PR #421, opened 2026-08-18
Use modelardb_embedded Client in CLI

### LINKED ISSUE #417: Use modelardb_embedded Client in modelardb_client CLI

CGodiksen:
This PR closes https://github.com/ModelarData/ModelarDB-RS/issues/417 by refactoring the CLI in `modelardb_client` to use `Client` from `modelardb_embedded` instead of a separate manual Apache Arrow Flight client. This unifies the way we access the server in the system and removes unnecessary code in the CLI. Other than refactoring the existing functionality, new commands have also been added to the CLI so it supports all the relevant methods that we expose through the `Client` API.

The PR also changes tab completion slightly so we now update the possible completions when we create or drop tables, and it updates the `KillNode` action to make it consistent with how we handle `ctrl+c` in the server. We now no longer try to transfer data when killing a node, and now only flush to disk. If a user wants to flush to the remote object store before killing a node, they can call `FlushNode` separately.

### DIFF
--- a/crates/modelardb_client/src/main.rs
+++ b/crates/modelardb_client/src/main.rs
@@ -218,7 +218,7 @@ async fn execute_command(client: &mut Client, command_and_arguments: &str) -> Re
             Ok(())
         }
         // Update a setting in the configuration of the node.
-        "\\s" => {
+        "\\sc" => {
             let name =
                 command_and_arguments
                     .next()
@@ -258,7 +258,7 @@ async fn execute_command(client: &mut Client, command_and_arguments: &str) -> Re
                  \\dc                           Print the configuration of the node.\n\
                  \\dn                           Print the nodes in the cluster.\n\
                  \\dm                           Print the resource usage metrics of the node.\n\
-                 \\s SETTING [VALUE]            Set SETTING to VALUE, or unset SETTING if VALUE is omitted.\n\
+                 \\sc SETTING [VALUE]           Set SETTING to VALUE, or unset SETTING if VALUE is omitted.\n\
                  \\f                            Flushes data in memory to disk.\n\
                  \\F                            Flushes data in memory and disk to the object store.\n\
                  \\h                            Print documentation for all supported commands.\n\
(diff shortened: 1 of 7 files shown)


crates/modelardb_client/src/main.rs
```diff
@@ -165,7 +129,15 @@ async fn execute_queries_from_a_repl(
     // Execute commands and queries and print the result.
     while let Ok(line) = editor.readline("ModelarDB> ") {
         editor.add_history_entry(line.as_str())?;
-        execute_and_print_command_or_query(&mut flight_service_client, &line).await
+        execute_and_print_command_or_query(&mut client, &line).await;
+
+        // Refresh the table names for tab-completion if a table may have been created or dropped.
+        let first_word = line.split_whitespace().next().unwrap_or("");
```
skejserjensen, line 135: Instead of having to search through the string for whitespace and split it for each query, maybe it would be simpler to check if the prefix of the string is `CREATE ` or `DROP ` with a space at the end.

skejserjensen (approved):

crates/modelardb_client/src/main.rs
```diff
@@ -239,32 +205,85 @@ async fn execute_command(
...
+                 \\dt                            Print the name of all the tables.\n\
+                 \\dc                            Print the configuration of the node.\n\
+                 \\dn                            Print the nodes in the cluster.\n\
+                 \\dm                            Print the resource usage metrics of the node.\n\
+                 \\sc SETTING [VALUE]            Set SETTING to VALUE, or unset SETTING if VALUE is omitted.\n\
+                 \\f                             Flushes data in memory to disk.\n\
+                 \\F                             Flushes data in memory and disk to the object store.\n\
+                 \\h                             Print documentation for all supported commands.\n\
+                 \\k                             Flush data to disk, kill the node, and quit modelardb.\n\
+                 \\q                             Quit modelardb."
```
chrthomsen:
```suggestion
                 \\q                             Quit ModelarDB."
```

chrthomsen (approved):

crates/modelardb_client/src/main.rs
CGodiksen: I have kept it as it was since `split_whitespace()` is lazy.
|---|
### What this task involves
Tell how many lines in the data hold the string "await", giving the number by itself.

### Answer
2